Write out the stretch of lines below that begins at the line with "fix(ci): fix release process automation" and ends at the line with "AntonioVentilii-DFINITY, line 1: is", including both, exactly as given and nothing more.

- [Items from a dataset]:
########

PR #3066, opened 2024-10-23
fix(ci): fix release process automation

inc-man:
# Motivation

During previous runs the new release branch was set as base and the workflow didn't complete as intended. We want that fixed.

# Changes

- added a new checkout so after creating the release branch we are back at main for the PR.


.github/workflows/bump-version.yml
AntonioVentilii-DFINITY, line 1: is the step `Commit version bump on release` branch needed? I think the `create-pr` action already takes care of everything, no? At least, it does it in the other workflows: have a look at `Remove Unused Svelte Files`

inc-man: you are absolutely correct. I did not read the create-pr action correctly. Removed everything that is not necessary.

AntonioVentilii-DFINITY (approved):
LGTM! Tks

PR #3067, opened 2024-10-23
feat(frontend): Carousel utils

DenysKarmazynDFINITY:
# Motivation

This PR includes utils needed for the Carousel component. The idea is to take provided to `Carousel` as children slides (can be any HTML elements, components, etc.) and to create a slider frame - a div that has `slidesNumber * slideWidth` width (only active slide is visible) and includes all slides with equal (percentage) size. The other 3 functions are small helpers to enable/disable (we need to disable animation when we do last-to-first and first-to-last switches) animation and to change a current slide by applying `transform` to the frame.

########

- [Response to this task]:
fix(ci): fix release process automation

inc-man:
# Motivation

During previous runs the new release branch was set as base and the workflow didn't complete as intended. We want that fixed.

# Changes

- added a new checkout so after creating the release branch we are back at main for the PR.


.github/workflows/bump-version.yml
AntonioVentilii-DFINITY, line 1: is the step `Commit version bump on release` branch needed? I think the `create-pr` action already takes care of everything, no? At least, it does it in the other workflows: have a look at `Remove Unused Svelte Files`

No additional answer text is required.